● What you need to do: Your task is to copy each line of the material below that includes "mention".

=======

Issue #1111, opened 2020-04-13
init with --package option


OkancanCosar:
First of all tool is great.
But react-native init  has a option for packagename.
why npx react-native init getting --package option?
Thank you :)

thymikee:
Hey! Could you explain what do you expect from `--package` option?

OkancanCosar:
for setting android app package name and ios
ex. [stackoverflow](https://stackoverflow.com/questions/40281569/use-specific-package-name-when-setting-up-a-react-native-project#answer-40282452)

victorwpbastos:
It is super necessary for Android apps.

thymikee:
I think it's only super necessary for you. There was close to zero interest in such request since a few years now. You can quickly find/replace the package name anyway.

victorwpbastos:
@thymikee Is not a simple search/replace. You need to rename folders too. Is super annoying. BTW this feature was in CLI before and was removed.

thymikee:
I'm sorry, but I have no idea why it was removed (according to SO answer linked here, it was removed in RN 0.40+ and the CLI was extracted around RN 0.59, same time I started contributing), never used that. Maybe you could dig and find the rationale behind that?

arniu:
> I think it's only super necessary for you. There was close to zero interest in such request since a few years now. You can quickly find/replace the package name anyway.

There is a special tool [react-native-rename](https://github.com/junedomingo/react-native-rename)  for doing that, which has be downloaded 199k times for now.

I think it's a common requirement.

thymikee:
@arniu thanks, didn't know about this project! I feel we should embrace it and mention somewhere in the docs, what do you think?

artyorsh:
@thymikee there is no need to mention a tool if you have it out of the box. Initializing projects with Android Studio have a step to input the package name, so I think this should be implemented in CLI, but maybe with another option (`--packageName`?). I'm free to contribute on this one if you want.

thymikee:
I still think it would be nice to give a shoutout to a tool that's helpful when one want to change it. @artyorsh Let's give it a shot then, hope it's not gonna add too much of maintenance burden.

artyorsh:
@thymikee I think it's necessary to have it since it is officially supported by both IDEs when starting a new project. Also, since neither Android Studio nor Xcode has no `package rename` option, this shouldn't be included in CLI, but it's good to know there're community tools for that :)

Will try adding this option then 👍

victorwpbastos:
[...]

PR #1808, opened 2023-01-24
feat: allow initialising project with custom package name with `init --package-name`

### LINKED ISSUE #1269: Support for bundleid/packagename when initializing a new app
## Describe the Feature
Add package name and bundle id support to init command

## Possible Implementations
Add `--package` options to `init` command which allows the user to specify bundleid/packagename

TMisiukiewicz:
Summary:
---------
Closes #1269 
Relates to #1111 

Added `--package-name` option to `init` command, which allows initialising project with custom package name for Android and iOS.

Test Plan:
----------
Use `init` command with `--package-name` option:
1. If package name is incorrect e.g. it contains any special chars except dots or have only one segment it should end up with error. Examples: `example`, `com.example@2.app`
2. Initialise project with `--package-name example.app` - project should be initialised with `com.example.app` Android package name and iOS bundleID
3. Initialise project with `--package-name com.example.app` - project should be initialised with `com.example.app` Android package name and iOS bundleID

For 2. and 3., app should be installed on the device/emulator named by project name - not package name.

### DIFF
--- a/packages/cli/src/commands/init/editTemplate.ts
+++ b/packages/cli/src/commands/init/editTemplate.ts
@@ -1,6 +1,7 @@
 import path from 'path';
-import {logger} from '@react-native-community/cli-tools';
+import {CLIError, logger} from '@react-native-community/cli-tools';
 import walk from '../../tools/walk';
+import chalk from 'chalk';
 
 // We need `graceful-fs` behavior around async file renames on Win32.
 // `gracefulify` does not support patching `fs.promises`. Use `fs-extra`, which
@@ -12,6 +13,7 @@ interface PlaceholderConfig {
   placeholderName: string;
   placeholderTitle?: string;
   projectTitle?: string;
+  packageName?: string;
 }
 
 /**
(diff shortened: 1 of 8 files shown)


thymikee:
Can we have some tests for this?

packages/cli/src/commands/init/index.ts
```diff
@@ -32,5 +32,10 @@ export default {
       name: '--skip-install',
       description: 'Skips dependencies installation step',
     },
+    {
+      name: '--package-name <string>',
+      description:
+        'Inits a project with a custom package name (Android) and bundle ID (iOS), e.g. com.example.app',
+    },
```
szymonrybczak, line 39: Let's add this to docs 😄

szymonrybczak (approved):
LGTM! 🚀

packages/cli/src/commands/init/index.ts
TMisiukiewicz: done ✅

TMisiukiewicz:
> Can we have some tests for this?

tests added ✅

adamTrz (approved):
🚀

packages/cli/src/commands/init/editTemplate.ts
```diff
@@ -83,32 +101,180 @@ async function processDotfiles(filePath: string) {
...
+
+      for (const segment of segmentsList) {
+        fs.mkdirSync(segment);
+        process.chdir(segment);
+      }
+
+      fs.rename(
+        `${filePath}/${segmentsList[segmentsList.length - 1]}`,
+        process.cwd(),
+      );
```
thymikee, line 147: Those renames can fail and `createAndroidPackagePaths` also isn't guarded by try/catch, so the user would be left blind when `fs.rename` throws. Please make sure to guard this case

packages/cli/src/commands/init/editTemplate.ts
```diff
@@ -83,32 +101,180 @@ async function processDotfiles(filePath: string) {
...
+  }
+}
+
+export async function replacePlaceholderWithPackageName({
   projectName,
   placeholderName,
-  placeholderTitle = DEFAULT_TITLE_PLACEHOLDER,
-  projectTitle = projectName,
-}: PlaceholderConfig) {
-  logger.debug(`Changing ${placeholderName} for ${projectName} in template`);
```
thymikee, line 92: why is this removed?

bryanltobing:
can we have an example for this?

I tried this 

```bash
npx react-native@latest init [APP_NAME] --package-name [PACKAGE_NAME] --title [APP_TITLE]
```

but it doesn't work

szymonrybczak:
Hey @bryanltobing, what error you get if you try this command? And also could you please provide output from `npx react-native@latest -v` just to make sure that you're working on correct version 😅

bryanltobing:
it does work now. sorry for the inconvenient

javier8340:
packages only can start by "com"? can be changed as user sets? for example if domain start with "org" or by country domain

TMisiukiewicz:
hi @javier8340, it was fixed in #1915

=======

● Written solution:
@arniu thanks, didn't know about this project! I feel we should embrace it and mention somewhere in the docs, what do you think?
@thymikee there is no need to mention a tool if you have it out of the box. Initializing projects with Android Studio have a step to input the package name, so I think this should be implemented in CLI, but maybe with another option (`--packageName`?). I'm free to contribute on this one if you want.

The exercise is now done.